Unsere Natur ist nicht unbegrenzt belastbar, das zeigt das rasant steigende Verschwinden von Arten und Lebensräumen. Die gegenwärtigen Verlustraten liegen ungefähr 1.000 bis 10.000 Mal höher als im Durchschnitt der Erdgeschichte! Weltweit ist heute jedes vierte Säugetier vom Aussterben bedroht. 90% der Weizen-, Mais- und Tomatensorten gingen verloren. In den letzten dreißig Jahren sind mehr als 20% der tropischen Wälder verschwunden.Mit dem „Ziel 2010“ will die internationale Staatengemeinschaft den globalen Verlust an biologischer Vielfalt entscheidend reduzieren. "In der Europäischen Union haben wir uns einen strengeren Maßstab gesetzt: Stopp des Verlustes der Vielfalt in Europa bis zum Jahr 2010!", betonte der Umweltminister in seinem Statement.
Für Österreich zog der Minister eine positive Bilanz: "Wir können heute zweifellos stolz sein auf zahlreiche Erfolge in der Erhaltung der natürlichen Vielfalt in Österreich.
Einige Beispiele dazu:
- 25% der österreichischen Staatsfläche stehen heute unter Schutz. Zu den am strengsten geschützten Gebieten gehören die Kernzonen unserer sechs Nationalparks. Die Fläche der Ramsar-Feuchtgebiete von internationaler Bedeutung wurde in den letzten 10 Jahren verdoppelt und liegt derzeit bei rund 140.000 Ha.
- Durch das österreichische Agrarumweltprogramm ÖPUL wurden umfangreiche Maßnahmen zur Förderung der biologischen Vielfalt gesetzt. Unser hoher Anteil an Biolandbau zeichnet Österreich als „Bio-Musterland“ in der Europäischen Union aus!
- Das neue Forstgesetz verpflichtet zur nachhaltigen Bewirtschaftung der österreichischen Wälder. Mit 47% der Staatsfläche haben die Wälder eine wichtige ökologische, aber auch ökonomische Bedeutung für unser Land.

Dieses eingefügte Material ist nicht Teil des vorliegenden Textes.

PR #4203, opened 2025-11-17
chore: Fix data source tests

sfc-gh-jcieslak:
Changes
Adjust data source tests: 
- In most cases the `IN` filtering, if not set, does not lists all objects `IN ACCOUNT`, but at the `IN DATABASE` level where database is chosen from the context which depends on the tests execution. Because of this, some of the tests were adjusted and in the database role case, I removed one test case, as it was repetitive.
- The warehouse test was failing on one parameter which appears to be different in different test Snowflake accounts (in different environments). For now, created a ticket and commented out this part to find out the reason for this difference.

### DIFF
--- a/pkg/testacc/data_source_database_roles_acceptance_test.go
+++ b/pkg/testacc/data_source_database_roles_acceptance_test.go
@@ -29,12 +29,15 @@ func TestAcc_DatabaseRoles_BasicUseCase_DifferentFiltering(t *testing.T) {
 
 	datasourceModelLikeExact := datasourcemodel.DatabaseRoles("test", databaseRoleId1.DatabaseName()).
 		WithLike(databaseRoleId1.Name()).
-		WithInDatabase(databaseRoleId3.DatabaseName()).
 		WithDependsOn(databaseRoleModel1.ResourceReference(), databaseRoleModel2.ResourceReference(), databaseRoleModel3.ResourceReference())
 
 	datasourceModelLikePrefix := datasourcemodel.DatabaseRoles("test", databaseRoleId1.DatabaseName()).
 		WithLike(prefix+"%").
+		WithDependsOn(databaseRoleModel1.ResourceReference(), databaseRoleModel2.ResourceReference(), databaseRoleModel3.ResourceReference())
+
+	datasourceModelInDatabase := datasourcemodel.DatabaseRoles("test", databaseRoleId3.DatabaseName()).
 		WithInDatabase(databaseRoleId3.DatabaseName()).
+		WithLike(databaseRoleId3.Name()).
 		WithDependsOn(databaseRoleModel1.ResourceReference(), databaseRoleModel2.ResourceReference(), databaseRoleModel3.ResourceReference())
 
 	datasourceModelLimitRows := datasourcemodel.DatabaseRoles("test", databaseRoleId1.DatabaseName()).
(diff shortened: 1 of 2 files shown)


Makefile
```diff
@@ -89,7 +89,8 @@ test-acceptance-%: ## run acceptance tests (both non-account and account level o
 	TF_ACC=1 TF_LOG=DEBUG SNOWFLAKE_DRIVER_TRACING=debug SF_TF_ACC_TEST_ENABLE_ALL_PREVIEW_FEATURES=true go test --tags=non_account_level_tests,account_level_tests -run ^TestAcc_$* -v -timeout=20m ./pkg/testacc
 
 test-main-terraform-use-cases: ## run test for main terraform use cases
-	TF_ACC=1 TEST_SF_TF_REQUIRE_TEST_OBJECT_SUFFIX=1 TEST_SF_TF_REQUIRE_GENERATED_RANDOM_VALUE=1 SF_TF_ACC_TEST_ENABLE_ALL_PREVIEW_FEATURES=true go test --tags=non_account_level_tests,account_level_tests -run "^(TestAcc_.*_BasicUseCase.*|TestAcc_.*_CompleteUseCase.*)$$" -v -cover -json -timeout=20m ./pkg/testacc
+	TF_ACC=1 TEST_SF_TF_REQUIRE_TEST_OBJECT_SUFFIX=1 TEST_SF_TF_REQUIRE_GENERATED_RANDOM_VALUE=1 SF_TF_ACC_TEST_ENABLE_ALL_PREVIEW_FEATURES=true go test --tags=account_level_tests -run "^(TestAcc_.*_BasicUseCase.*|TestAcc_.*_CompleteUseCase.*)$$" -v -cover -json -timeout=20m ./pkg/testacc
```
sfc-gh-jmichalak: Nit: we could extract the envs and other `go test` parameters to variables.

sfc-gh-jcieslak: Came back to the previous setting as it should work as one command

sfc-gh-jmichalak (approved):

pkg/testacc/data_source_database_roles_acceptance_test.go
```diff
@@ -29,15 +29,12 @@ func TestAcc_DatabaseRoles_BasicUseCase_DifferentFiltering(t *testing.T) {
 
 	datasourceModelLikeExact := datasourcemodel.DatabaseRoles("test", databaseRoleId1.DatabaseName()).
 		WithLike(databaseRoleId1.Name()).
```
sfc-gh-asawicki, line 31: it would be good to keep a test for like only, we could add a random prefix or something and use the factory without cache (if the context does something to the test as described in the PR description)

pkg/testacc/data_source_warehouses_acceptance_test.go
```diff
@@ -96,7 +96,8 @@ func TestAcc_Warehouses_CompleteUseCase(t *testing.T) {
 			HasRunningNotEmpty().
 			HasQueuedNotEmpty().
 			HasIsDefault(false).
-			HasAutoSuspend(600).
+			// TODO(SNOW-2852741): Different auto suspend default on different test environments
```
sfc-gh-asawicki, line 99: hmm, this is strange, let's discuss in the morning

pkg/testacc/data_source_database_roles_acceptance_test.go
sfc-gh-jcieslak: adjusted this test (reverted and used no cache), but I left others with `ON_ACCOUNT` if that's okay. Additionally, adjusted the services with no cache.

pkg/testacc/data_source_warehouses_acceptance_test.go
sfc-gh-jcieslak: Discussed, will work on it "on the side" to clear things up with warehouse team

sfc-gh-asawicki (approved):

- Durch gemeinsame Bemühungen mit NGOs, den Ländern und anderen Partnern, sowie auch in Zusammenarbeit mit unseren Nachbarländern, konnten bedrohte Arten gerettet bzw. zahlreiche Arten wieder angesiedelt werden: wie beispielsweise Bär, Seeadler, Bartgeier, Großtrappe, Urforelle.
Downloads
Information zum Übereinkommen über die biologische Vielfalt (DOC 44,5 kB )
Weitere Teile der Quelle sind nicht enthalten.